Material	Conversion (%)	T (°C)	E (kJ/mol)	$\overline{\mathbf{E}}$ (kJ/mol)	R2
MC	20	336.2	174.8	183.3	0.9980
	40	345.5	183.9		0.9999
	60	353.0	183.8		0.9999
	80	360.9	190.9		0.9996
90MC10SBS	20	337.6	185.6	184.6	0.9990
	40	347.9	189.2		0.9982
	60	356.5	184.0		0.9997
	80	367.9	179.7		0.9992
70MC30SBS	20	341.9	171.2	212.0	0.9995
	40	353.8	181.3		0.9960
	60	368.0	202.5		0.9925
	80	454.1	292.9		0.9952
50MC50SBS	20	346.8	170.0	232.6	0.9980
	40	363.5	188.2		0.9990
	60	443.7	303.3		0.9080
	80	461.7	268.8		1.0000
30MC70SBS	20	356.0	135.7	224.4	0.9936
	40	438.4	210.7		0.9842
	60	452.7	254.8		0.9999
	80	466.5	296.5		0.9990
10MC90SBS	20	435.0	197.0	219.5	0.9741
	40	446.7	239.2		0.9989
	60	456.2	232.0		1.0000
	80	467.4	210.0		0.9990
SBS	20	438.1	263.4	281.2	0.9999
	40	445.6	280.0		0.9980
	60	454.0	284.6		0.9956
	80	464.5	296.8		1.0000

shows the calculation results of kinetic parameters with different mixing ratios.

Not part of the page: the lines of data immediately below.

PR #1335, opened 2022-10-20
Use `ZippyJSONDecoder` instead of `JSONDecoder`

brentleyjones:
Currently results in about a 2.5x speedup. For a specific large real world application this saves over 5 seconds of generation time.

| Before | After |
| --- | --- |
| JSONDecoder taking 9.27s in Instruments |  ZippyJSONDecoder taking 3.6s in Instruments |


BalestraPatrick (approved):
⚡️

PR #1344, opened 2022-10-21
Add cache warming xcodeproj example

thii:
This adds an xcodeproj cache warming example, with instructions on how
to set up a workspace to make sure cache warming builds can run on any
macOS platform to produce cache for any platforms.


examples/integration/BUILD
```diff
@@ -15,16 +15,51 @@ load(
...
+#
+#    bazel run //:xcodeproj-x86_64 \
+#      --@com_github_buildbuddy_io_rules_xcodeproj//xcodeproj:extra_common_flags=--remote_download_minimal \
+#      -- \
+#      --build_output_groups all_targets
+#
+#    bazel run //:xcodeproj-sim_arm64 \
+#      --@com_github_buildbuddy_io_rules_xcodeproj//xcodeproj:extra_common_flags=--remote_download_minimal \
+#      -- \
+#      --build_output_groups all_targets
```
brentleyjones, line 42: Since this is about to change, and I'll be adding it to `usage.md`, I'm going to wait to merge this PR.

brentleyjones (commented):
@thii Do you know why the Starlark hash changes with this?

thii:
(I ran`bazel cquery //:xcodeproj-sim_arm64` without and with that flag to get the config)

examples/integration/BUILD
```diff
@@ -15,16 +15,51 @@ load(
...
-    scheme_autogeneration_mode = SCHEME_AUTOGENERATION_MODE,
-    schemes = get_xcode_schemes(),
-    tags = ["manual"],
-    top_level_targets = XCODEPROJ_TARGETS,
-    unfocused_targets = UNFOCUSED_TARGETS,
-)
+# Example of xcodeproj cache warming
+#
+# 1. Register a single macOS execution platform in WORKSPACE
+#    register_execution_platforms("@build_bazel_apple_support//platforms:macos_x86_64")
```
brentleyjones, line 21: This makes the path the same for both (`x86_64`), does it actually force anything to be non-fat `x86_64` (after accounting for `--@build_bazel_rules_swift//swift:universal_tools`)? Like `wrapped_clang` or any other host tools?

brentleyjones:
I pushed changes to the PR to match the new API, along with some small tweaks. lmk if it still looks good to you @thii.

examples/integration/BUILD
```diff
@@ -15,16 +15,54 @@ load(
...
-    top_level_targets = XCODEPROJ_TARGETS,
-    unfocused_targets = UNFOCUSED_TARGETS,
-)
+# Example of xcodeproj cache warming
+#
+# 1. Register a single macOS execution platform in `WORKSPACE`:
+#
+#      register_execution_platforms("@build_bazel_apple_support//platforms:macos_x86_64")
+#
+# 2. Create a `platform_mappings` file.
```
erikkerber, line 24: I was unfamiliar with this [until Googling it](https://bazel.build/concepts/platforms#platform-mappings).

Is this something we could do for users via `--platform_mappings`? I admit as someone who <read above>, I don't know if I'll know if/when I need to update those mappings.

examples/integration/BUILD
```diff
@@ -15,16 +15,54 @@ load(
...
-    schemes = get_xcode_schemes(),
-    tags = ["manual"],
-    top_level_targets = XCODEPROJ_TARGETS,
-    unfocused_targets = UNFOCUSED_TARGETS,
-)
+# Example of xcodeproj cache warming
+#
+# 1. Register a single macOS execution platform in `WORKSPACE`:
+#
+#      register_execution_platforms("@build_bazel_apple_support//platforms:macos_x86_64")
```
erikkerber, line 22: Would somebody need to register two execution platforms if they had Apple Silicon on CI?

examples/integration/BUILD
```diff
@@ -15,16 +15,54 @@ load(
...
+# 4. Define an `xcodeproj` target for each macOS platform, e.g.
+#    `xcodeproj-x86_64` and `xcodeproj-sim_arm64`. Even if you don't need to
+#    support any of iOS, tvOS, or watchOS platforms, you still need to set all
+#    of the `ios_simulator_cpus`, `tvos_simulator_cpus`, and
+#    `watchos_simulator_cpus` to avoid Starlark transition effect. See
+#    https://github.com/buildbuddy-io/rules_xcodeproj/issues/1094.
+# 5. Run each of the following commands to produce a cache for each macOS host
+#    platform. This can be run from an Intel or Apple silicon Mac.
+#
+#      bazel run --config=cache //:xcodeproj-x86_64 \
```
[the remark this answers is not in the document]
brentleyjones: It maps to the config that is in this repo.

examples/integration/BUILD
thii: This forces any non-fat host tools to be compiled as `x86_64`, so at least they still continue to run if you have Rosetta installed on your (remote or local) executor.

Since the purpose is to ensure a "macos_universal" platform, you can also use `register_execution_platforms("@build_bazel_apple_support//platforms:macos_arm64")` instead, or don't install Rosetta at all, and the build will error out if you have any non-fat tools.

examples/integration/BUILD
thii: Hmm. I expect users to be aware of this if they want to implement cache sharing between Intel and Apple silicon. I don’t think `rules_xcodeproj` should pass this on behalf of users because platform mappings is only a temporary API (until `rules_apple` fully supports building with platforms), and users may also use it for other kinds of builds. The `platform_mappings` file here is just an example, users may have their own definitions of `platform` targets and `platform_mappings` file, for instance, because of different `exec_properties` requirements from their RBE provider.

examples/integration/BUILD
thii: No. AFAIK currently you can only have one execution platform for Apple builds. Even if you define more than one execution platform, only the first one will be used. If you don't define anything, the host platform (`@local_config_platform//:host`) will be used, which is host-dependent. The purpose of this is to use a host-independent platform to build.

brentleyjones (approved):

The activation energy of SBS is higher than that of MC, which shows that it is more difficult for SBS to achieve degradation conditions than it is for MC. Therefore, it is not difficult to understand that the degradation temperature of SBS is higher than that of MC. According to the kinetic results of the mixed sample, as the proportion of SBS in the mixed sample was continuously increased, the activation energy showed a trend of first increasing and then decreasing. This showed that adding SBS to MC can increase the energy of pyrolysis, and the effect reaches its peak when the mixing ratio is 1:1. Further increasing the proportion of SBS reduced the energy consumption of pyrolysis to a certain extent. When the mass fraction of MC was 30% and 10%, the result of the activation energy of the mixed sample was significantly lower than the linear superimposed value of the activation energy of the two components alone, which shows that the appropriate amount of MC can significantly reduce the energy required in the reaction of SBS. This may be attributed to the small molecules and free radicals (e.g., ketone, carboxylic acid, and aldehyde-based substances) produced in the pyrolysis of MC promoting the decomposition of SBS and reducing the activation energy, similarly to the results on the co-prolysis of other biomasses and polymers [19,48]. Besides this, as the mass fraction of SBS in the mixed sample increased, the reaction conversion temperature regularly shifted from the pyrolysis zone of MC to the pyrolysis zone of SBS, which is consistent with the previous results.

4. Conclusions

The interaction between microcrystalline cellulose (MC) and styrene–butadiene–styrene triblock copolymer (SBS) in the pyrolysis process was studied using a thermogravimetric analyzer. The decomposition temperature of MC was lower than that of SBS during pyrolysis. As the heating rate increased, the decomposition of all samples was delayed. When the MC mass fraction was 70%, the interaction between MC and SBS was the most significant, which was an inhibitory effect, and the overlap ratio was 0.9764. SBS had almost no effect on the pyrolysis temperature of MC, but MC delayed the pyrolysis of SBS. Except for the second pyrolysis stage where the mass fraction of MC was 90%, the two components showed a mutual inhibition state in the main co-pyrolysis zone, regardless of the mixing ratio. Additionally, the activation energy of SBS was higher than that of MC. Adding MC to SBS could significantly reduce the energy required for the reaction.